▸ Exercise directions: Going through the material below, please gather all lines with the word "isVertical" in them.
****
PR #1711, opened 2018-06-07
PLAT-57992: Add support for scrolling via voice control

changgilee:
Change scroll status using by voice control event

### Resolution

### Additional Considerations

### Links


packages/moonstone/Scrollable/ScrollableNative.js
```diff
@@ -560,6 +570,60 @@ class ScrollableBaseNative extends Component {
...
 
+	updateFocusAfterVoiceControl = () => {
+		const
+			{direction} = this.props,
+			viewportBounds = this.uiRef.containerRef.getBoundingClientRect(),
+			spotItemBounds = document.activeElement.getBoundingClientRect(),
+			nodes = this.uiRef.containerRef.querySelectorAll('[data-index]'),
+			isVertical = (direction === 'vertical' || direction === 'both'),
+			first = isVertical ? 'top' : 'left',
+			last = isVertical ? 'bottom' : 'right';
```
****
▸ Task output:
+			isVertical = (direction === 'vertical' || direction === 'both'),
+			first = isVertical ? 'top' : 'left',
+			last = isVertical ? 'bottom' : 'right';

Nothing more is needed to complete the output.